Quickstart

Installation

The most recent version of cazy_webscraper can be installed on your local machine using conda or pip. Both methods will install the cazy_webscraper command-line tool, and the Python package cazy_webscraper.

conda

conda install cazy_webscraper

pip

pip should distribute the latest version of cazy_webscraper, although there may be some minor lag between GitHub releases and pip.

pip3 install cazy_webscraper

Tip

cazy_webscraper can also be installed directly from source. More detailed, and alternative installation instructions can be found in the Installation section.

Getting Started Poster

For a quick summary of how to get started, check out our poster:

Hobbs, Emma E. M.; Pritchard, Leighton; Gloster, Tracey M.; Chapman, Sean (2021): cazy_webscraper - getting started. FigShare. Poster. https://doi.org/10.6084/m9.figshare.14370869.v3

Getting Help From cazy_webscraper

To invoke the webscraper and get basic help, call the webscraper at the command line:

cazy_webscraper -h

The default behaviour of the scraper is:

  • Scrape all entries in the CAZy database

  • Write the resulting data to STDOUT

  • Do not retrieve subfamilies (subfamily members will be retrieved but only their parent family be listed)

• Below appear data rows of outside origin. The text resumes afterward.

PR #1152, opened 2017-12-18
parse phpdoc annotations in jms models

dbu:
The jms metadata model seems to not pick up descriptions. Imho we should pick them up, i played around with this code and hope for feedback. If the maintainers agree, i am happy to wrap up the pull request. Potentially it could also make sense to use the PhpdocAnnotationReader together with the form model generator, in case it does not pick all of the phpdoc.

### DIFF
--- a/ModelDescriber/JMSModelDescriber.php
+++ b/ModelDescriber/JMSModelDescriber.php
@@ -103,6 +103,8 @@ class JMSModelDescriber implements ModelDescriberInterface, ModelRegistryAwareIn
 
             // read property options from Swagger Property annotation if it exists
             if (null !== $item->reflection) {
+                $phpdocReader = new PhpdocAnnotationReader();
+                $phpdocReader->updateWithPhpdoc($item->reflection, $realProp);
                 $this->swaggerPropertyAnnotationReader->updateWithSwaggerPropertyAnnotation($item->reflection, $realProp);
             }
         }
--- a/ModelDescriber/JMSModelDescriber.php
+++ b/ModelDescriber/JMSModelDescriber.php
@@ -35,14 +35,18 @@ class JMSModelDescriber implements ModelDescriberInterface, ModelRegistryAwareIn
 
     private $swaggerPropertyAnnotationReader;
 
+    private $phpdocPropertyAnnotationsReader;
+
     public function __construct(
         MetadataFactoryInterface $factory,
         PropertyNamingStrategyInterface $namingStrategy,
-        SwaggerPropertyAnnotationReader $swaggerPropertyAnnotationReader
+        SwaggerPropertyAnnotationReader $swaggerPropertyAnnotationReader,
+        PhpdocPropertyAnnotationReader $phpdocPropertyAnnotationReader
     ) {
         $this->factory = $factory;
         $this->namingStrategy = $namingStrategy;
         $this->swaggerPropertyAnnotationReader = $swaggerPropertyAnnotationReader;
+        $this->phpdocPropertyAnnotationsReader = $phpdocPropertyAnnotationReader;
     }
 
     /**
@@ -103,8 +107,7 @@ class JMSModelDescriber implements ModelDescriberInterface, ModelRegistryAwareIn
 
             // read property options from Swagger Property annotation if it exists
             if (null !== $item->reflection) {
-                $phpdocReader = new PhpdocAnnotationReader();
-                $phpdocReader->updateWithPhpdoc($item->reflection, $realProp);
+                $this->phpdocPropertyAnnotationsReader->updateWithPhpdoc($item->reflection, $realProp);
                 $this->swaggerPropertyAnnotationReader->updateWithSwaggerPropertyAnnotation($item->reflection, $realProp);
             }
         }
--- a/ModelDescriber/PhpdocAnnotationReader.php
+++ b/ModelDescriber/PhpdocAnnotationReader.php
@@ -1,0 +1,61 @@
+<?php
+
+/*
+ * This file is part of the NelmioApiDocBundle package.
+ *
+ * (c) Nelmio
+ *
+ * For the full copyright and license information, please view the LICENSE
+ * file that was distributed with this source code.
+ */
+
+namespace Nelmio\ApiDocBundle\ModelDescriber;
+
+use EXSyst\Component\Swagger\Schema;
+use EXSyst\Component\Swagger\Items;
+use phpDocumentor\Reflection\DocBlock\Tags\Var_;
+use phpDocumentor\Reflection\DocBlockFactory;
+use phpDocumentor\Reflection\DocBlockFactoryInterface;
+
+/**
+ * @internal
+ */
+class PhpdocAnnotationReader
+{
+    private $docBlockFactory;
+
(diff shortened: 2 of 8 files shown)


ModelDescriber/JMSModelDescriber.php
```diff
@@ -103,6 +103,8 @@ public function describe(Model $model, Schema $schema)
 
             // read property options from Swagger Property annotation if it exists
             if (null !== $item->reflection) {
+                $phpdocReader = new PhpdocAnnotationReader();
```
dbu: this would need to be injected instead. i wait for feedback if the general approach is ok and if so will do that part.

ModelDescriber/PhpdocAnnotationReader.php
```diff
@@ -0,0 +1,61 @@
...
+     * @param \ReflectionProperty $reflectionProperty
+     * @param Items|Schema        $property
+     */
+    public function updateWithPhpdoc(\ReflectionProperty $reflectionProperty, $property)
+    {
+        try {
+            $docBlock = $this->docBlockFactory->create($reflectionProperty);
+            if (!$title = $docBlock->getSummary()) {
+                /** @var Var_ $var */
+                foreach ($docBlock->getTagsByName('var') as $var) {
```
dbu: technically there could be more than one `@var` in a property docblock. i chose to pick the first one that has a description.

ModelDescriber/PhpdocAnnotationReader.php
```diff
@@ -0,0 +1,61 @@
...
+                    if ($title) break;
+                }
+            }
+            if ($property->getTitle() === null && $title) {
+                $property->setTitle($title);
+            }
+            if ($property->getDescription() === null && $docBlock->getDescription()) {
+                $property->setDescription($docBlock->getDescription()->render());
+            }
+        } catch (\Exception $e) {
```
GuilhemN: We only need to catch errors when reading the php doc block, right ?

README.md
```diff
@@ -151,7 +151,7 @@ serialization groups when using the Symfony serializer.
 ### If you're using the JMS Serializer
 
 The metadata of the JMS serializer are used by default to describe your
-models. Note that PHP doc blocks aren't supported in this case.
```
GuilhemN: I think we should keep this comment, it is about the fact that properties type is not detected based on php docs when using the jms serializer (should probably be reworded though).

ModelDescriber/PhpdocAnnotationReader.php
dbu: indeed, this risks hiding errors. fixing

README.md
dbu: i added a check to use the type from the `@var` if not already specified by jms.

dbu:
okay, here we go, added dependency injection and adressed your feedback.

dbu:
shall i squash the commits?

also, i feel like the best approach would be to have tagged description extractors with priorities and then run all active extractors in order. rather than put extra tasks into specific extractors. but that would be a massive refactoring that would end up with code duplication to preserve BC.

Resources/config/services.xml
```diff
@@ -54,6 +54,12 @@
             <argument type="service" id="annotation_reader" />
         </service>
 
+        <service
+                id="nelmio_api_doc.model_describers.phpdoc_property_annotation_reader"
+                class="Nelmio\ApiDocBundle\ModelDescriber\PhpdocPropertyAnnotationReader"
```
GuilhemN: As it's used in only one place I'd rather just instantiate it in the describer's constructor.

ModelDescriber/PhpdocPropertyAnnotationReader.php
```diff
@@ -0,0 +1,76 @@
...
+            $property->setTitle($title);
+        }
+        if ($property->getDescription() === null && $docBlock->getDescription() && $docBlock->getDescription()->render()) {
+            $property->setDescription($docBlock->getDescription()->render());
+        }
+        if ($property->getType() === null) {
+            /** @var Var_ $var */
+            foreach ($docBlock->getTagsByName('var') as $var) {
+                if ($var->getType()) {
+                    $property->setType($var->getType());
```
GuilhemN: This is misleading imo, when using symfony's PropertyInfo component it supports far more cases. I think supporting this is up to the jms serializer

ModelDescriber/PhpdocPropertyAnnotationReader.php
```diff
@@ -0,0 +1,76 @@
...
+            $docBlock = $this->docBlockFactory->create($reflectionProperty);
+        } catch (\Exception $e) {
+            // ignore
+            return;
+        }
+
+        if (!$title = $docBlock->getSummary()) {
+            /** @var Var_ $var */
+            foreach ($docBlock->getTagsByName('var') as $var) {
+                if (!$description = $var->getDescription()) continue;
```
GuilhemN: Please use brackets to keep a consistent code :)

GuilhemN:
> shall i squash the commits?

No need, github does it automatically :)

> also, i feel like the best approach would be to have tagged description extractors with priorities and then run all active extractors in order. rather than put extra tasks into specific extractors. but that would be a massive refactoring that would end up with code duplication to preserve BC.

Yeah not sure how to deal with this :/ Probably having a DescriptionParser for all describers would be better.

Resources/config/services.xml
dbu: why that? its a private service, so no harm done declaring this here. i find it much clearer to have all services defined in  service configuration files, rather than in php code.

the best solution would probably be to define the services inline in the main service definition of the jms describer which itself could be a service definition in the config file. then we could either split that into its own file and only load when enabled, or remove it in the extension if not needed.

wdyt?

ModelDescriber/PhpdocPropertyAnnotationReader.php
dbu: indeed, willdo

ModelDescriber/PhpdocPropertyAnnotationReader.php
dbu: it could also majorly mess up if the var is a php class or just a random typo... removed again.

dbu:
> Yeah not sure how to deal with this :/ Probably having a DescriptionParser for all describers would be better.

yeah some main class that creates the swagger object and allows to register describers and then runs them in the right order to augment the swagger information. i'll see if i find time to propose a deeper refactoring.

Resources/config/services.xml
GuilhemN: Imo public classes should be instantiable by the user but my point is kind of broken as we already disrespect it... Not sure we should disrespect it even more though but if you think it's better this way I won't insist, let's keep it as is :)

> the best solution would probably be to define the services inline in the main service definition of the jms describer which itself could be a service definition in the config file. then we could either split that into its own file and only load when enabled, or remove it in the extension if not needed.

Why not, could indeed be clearer :)

GuilhemN:
Ok, thanks! :) I'll try to spend some time fixing issues as well next two weeks.

GuilhemN:
Thank you @dbu! :)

  • Do not retrieve FASTA files from GenBank

  • Do not retrieve protein sequences from PDB

Downloading a CAZy Family

To download the single CAZy family GH169, use the command:

cazy_webscraper <user email> --families GH169 -o GH169

This will create a new directory GH169 in the current working directory, and will download all CAZy entries in the GH169 family to a new SQLite3 database in that directory.

Note

To retrieve data from NCBI cazy_webscraper utilises Entrez, and therefore, a user email address must be provided as this a requirement of Entrez. When downloading CAZyme records from CAZy, cazy_webscraper retrieves the latest taxonomic classification for proteins assigned to multiple taxonomies in NCBI, and thus cazy_webscraper requires an email address.